The Harlands' group often performed with a recreational group called the Village Dancers, led by Tony Shay. He found her to be a "mesmerizing, spectacular performer" and urged her to join forces. In 1965, they co-founded the Aman International Folk Ensemble. Aman was the first local dance company to be presented at the Los Angeles Music Center. Los Angeles Times music and dance critic Martin Bernheimer called Aman "one of the finest ethnic companies anywhere. Repeat: anywhere."

In 1978, the Los Angeles Philharmonic Orchestra engaged Aman to dance to their performances of several compositions based on folk themes, and in 1979, the company made its debut in New York.

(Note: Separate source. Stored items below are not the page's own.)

PR #2289, opened 2024-05-25
docs: update symfony_attributes.rst with info about required library

Oni4i:
Found out that MapQueryString Attribute doesn't work without component symfony/property-access (ObjectNormalizer::class). And there is no info in doc about that, also the problem is not obvious for regular MapQueryString users as the exception highlight only that there is no normalizer that supports this

| Updating doc?      | yes

### DIFF
--- a/docs/symfony_attributes.rst
+++ b/docs/symfony_attributes.rst
@@ -6,6 +6,17 @@ NelmioApiDocBundle has the ability to automatically create documentation from **
 MapQueryString
 -------------------------------
 
+Install required component
+
+.. code-block:: terminal
+
+    $ composer require symfony/property-access
+
+.. include:: /components/require_autoload.rst.inc
+
+Usage
+-----
+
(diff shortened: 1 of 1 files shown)


docs/symfony_attributes.rst
```diff
@@ -6,6 +6,17 @@ NelmioApiDocBundle has the ability to automatically create documentation from **
 MapQueryString
 -------------------------------
 
+Install required component
+
+.. code-block:: terminal
+
+    $ composer require symfony/property-access
```
DjordyKoert, line 13: I think you mean the `property-info` component instead of `property-access`. `property-access` isn't used anywhere in this project.

Also `symfony/property-info` should be installed together with this project because it's required in `package.json` https://github.com/nelmio/NelmioApiDocBundle/blob/9379c44da4b4e6ef36a81f3135d3d158838a7c16/composer.json#L29C10-L29C31

ToastM8 (approved):
#2324 @

ToastM8 (commented):
@ToastM8
#2289

ToastM8 (approved):

ToastM8:
/ #2289 
```swift

```

PR #2298, opened 2024-06-12
feat(#2297): (Symfony 7.1) Add MapRequestPayload array parameter handling

### LINKED ISSUE #2297: [Bug]: Symfony 7.1 - MapRequestPayload resolves array with new "type" parameter
### Version

4.26.2

### Description

Since Symfony 7.1, the MapRequestPayload has a new parameter `type` that allows for array parameters to be resolved in a Controller. Link to the docs: https://symfony.com/doc/7.1/controller.html#mapping-request-payload
```php
public function dashboard(
    #[MapRequestPayload(type: UserDTO::class)] array $users
): Response
{
    // ...
}
```
This currently results in an error "Schema of type "\array" can't be generated, no describer supports it". And could be resolved by checking for the `type` parameter of the `MapRequestPayload` attribute aswell as checking whether the Controller parameter is of type `array` in the `SymfonyMapRequestPayloadDescriber->describe` function .

### Additional context

_No response_

mazumba:
| Issues        | Fix #2297  |

With Symfony 7.1, a new `type` parameter has been introduced for `MapRequestPayload` that allows array Controller parameters to be resolved. This currently leads to an error when the Describer tries to register a new Model, because the parameter type `array` is used in this case. To resolve the issue, the given `type` parameter form the `MapRequestPayload` should be used instead. 

I tried to test this as gracefully as possible. Any more elegant suggestions are welcome!


mazumba:
Not sure if skipping the test is correct in this case. And I noticed that I was maybe a tiny bit too early with this, since 7.1 is fairly fresh 😅

DjordyKoert:
> Not sure if skipping the test is correct in this case. 

It is 😉 

> And I noticed that I was maybe a tiny bit too early with this, since 7.1 is fairly fresh 😅

You can't start early enough, thanks a lot!

mazumba:
I would love this to also be merged into the `4.x` branch. Do I just create a new PR with 100% successful checks into the `4.x` branch?

DjordyKoert:
Thank you @mazumba :)

PR #2311, opened 2024-07-09
feat: support multiple authorisations to be stored and restored

bobvandevijver:
| Bug fix?      | maybe                                                                                                                    |
| New feature?  | maybe                                                                    |
| Issues        | -  |

I have an API description which has multiple authorisation options, which is supported fine by the Swagger interfaces. However, the store/restore functionality always overrides the previous stored value, so only the last input is restored on page load. This change solves that.

As far as I know everything I used should work fine on relevant browsers.
  - Object.keys: https://caniuse.com/mdn-javascript_builtins_object_keys
  - forEach: https://caniuse.com/mdn-javascript_builtins_array_foreach

I do not believe that the build failures are related to this PR....


public/init-swagger-ui.js
```diff
@@ -25,26 +25,52 @@ function loadSwaggerUI(userOptions = {}) {
 
   const storageKey = 'nelmio_api_auth';
 
-  // if we have auth in storage use it
-  if (sessionStorage.getItem(storageKey)) {
-    try {
-      ui.authActions.authorize(JSON.parse(sessionStorage.getItem(storageKey)));
-    } catch (ignored) {
-      // catch any errors here so it does not stop script execution
+  function getAuthorizationsFromStorage(){
```
bobvandevijver, line 28:
```suggestion
  function getAuthorizationsFromStorage() {
```

public/init-swagger-ui.js
```diff
@@ -25,26 +25,52 @@ function loadSwaggerUI(userOptions = {}) {
...
+    if (sessionStorage.getItem(storageKey)) {
+      try {
+        return JSON.parse(sessionStorage.getItem(storageKey))
```
bobvandevijver, line 31:
```suggestion
        return JSON.parse(sessionStorage.getItem(storageKey));
```

bobvandevijver:
@DjordyKoert Anything I can do to get this merged?

DjordyKoert:
Sorry for the late response.

It's generally quite cumbersome to test / validate that any changes to the javascript code will function 😢

DjordyKoert:
Thank you for the contribution at least ❤️

PR #2329, opened 2024-08-02
fix(SymfonyConstraintAnnotationReader): disallow null if NotNull attribute is present

### LINKED ISSUE #2309: [Bug]: Using #[NotNull] / #[NotBlank] doesn't influence nullable
### Version

4.26.1

### Description

It is possible (/feasible?) to apply `#[NotNull]` / `#{NotBlank]` constraints on nullable properties in some scenarios (i.e.: not let Symfony serializer error when value is not provided by allowing it to assign `null` instead). But while these annotations are handled by this bundle, they don't seem to affect `nullable`, but only `required` of the object type?

So IMO the `SymfonyConstraintAnnotationReader` should not just only update the list of required fields, but also do `$property->nullable = false;` (or at least if it's unset / default)

### Additional context

_No response_

jeremyVignelles:
| Issues        | Fix #2309 |

if a property is set as something like this:

```php
#[OA\Property()]
#[Assert\NotNull(groups: ['validation'])]
private ?string $prop = null;
```

that property will be marked as nullable AND required.
This PR ensures that the nullable property is also set appropriately when a NotNull is set

NOTE: PHPUnit already fails on master

### DIFF
--- a/src/ModelDescriber/Annotations/SymfonyConstraintAnnotationReader.php
+++ b/src/ModelDescriber/Annotations/SymfonyConstraintAnnotationReader.php
@@ -90,6 +90,7 @@ class SymfonyConstraintAnnotationReader
                 $existingRequiredFields[] = $propertyName;
 
                 $this->schema->required = array_values(array_unique($existingRequiredFields));
+                $property->nullable = false;
             } elseif ($annotation instanceof Assert\Length) {
                 if (isset($annotation->min)) {
                     $property->minLength = $annotation->min;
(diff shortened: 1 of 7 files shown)


DjordyKoert (approved):

DjordyKoert:
Could you update with master? :)

jeremyVignelles:
Done, unit tests and code style fixed, commits squashed into one :)
You're good to go :)

.devcontainer/devcontainer.json
```diff
@@ -0,0 +1,22 @@
+// For format details, see https://aka.ms/devcontainer.json. For config options, see the
```
DjordyKoert, line 1: Could you remove this file?

DjordyKoert (changes requested):

.devcontainer/devcontainer.json
jeremyVignelles: Sorry, was careful about not pushing it the first time but forgot about it when rebasing.
The file has been removed.

DjordyKoert (approved):

DjordyKoert:
Thank you :)

PR #559, opened 2025-01-31
Add allow and src attribute to potential permissions policy violation report

shhnjk:
In the [intial spec change](https://github.com/w3c/webappsec-permissions-policy/pull/546), I forgot to do a plumbing of `allowAttribute` to potential permissions policy violation report. This change fix that.
Additionally, having `src` attribute will help developers identify which `iframe` is affected, and therefore this chage add that as well.

Bug: #537

***
<a href="https://pr-preview.s3.amazonaws.com/shhnjk/webappsec-permissions-policy/pull/559.html" title="Last updated on Feb 10, 2025, 7:58 PM UTC (1c37e68)">Preview</a> | <a href="https://pr-preview.s3.amazonaws.com/w3c/webappsec-permissions-policy/559/8430c86...shhnjk:1c37e68.html" title="Last updated on Feb 10, 2025, 7:58 PM UTC (1c37e68)">Diff</a>

### DIFF
--- a/index.bs
+++ b/index.bs
@@ -824,6 +824,7 @@ partial interface HTMLIFrameElement {
       readonly attribute long? columnNumber;
       readonly attribute DOMString disposition;
       readonly attribute DOMString? allowAttribute;
+      readonly attribute DOMString? srcAttribute;
     };
   </pre>
 
@@ -860,6 +861,11 @@ partial interface HTMLIFrameElement {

Inspired by her involvement with costume design for the company, Wood began painting Middle Eastern dancers and their milieu in the style of 19th century Orientalist painters.

In 1980, Wood received a grant from the National Endowment for the Arts to stage a Kwakiutl winter ceremonial for Aman. She commissioned three ceremonial masks from artist Duane Pasco, and designed the mise en scėne, including a dance screen hung upstage, and a fire that lighted the stage from the center rather than the wings. Martin David called the number "a visual masterpiece."

Wood taught courses on Middle Eastern dance in a cultural context at UCLA extension, and continued to participate in UCLA's Department of Ethnomusicology for many years. She wrote numerous articles on Middle Eastern and other forms of dance. These articles appeared in scholarly publications, magazines and on record and CD covers.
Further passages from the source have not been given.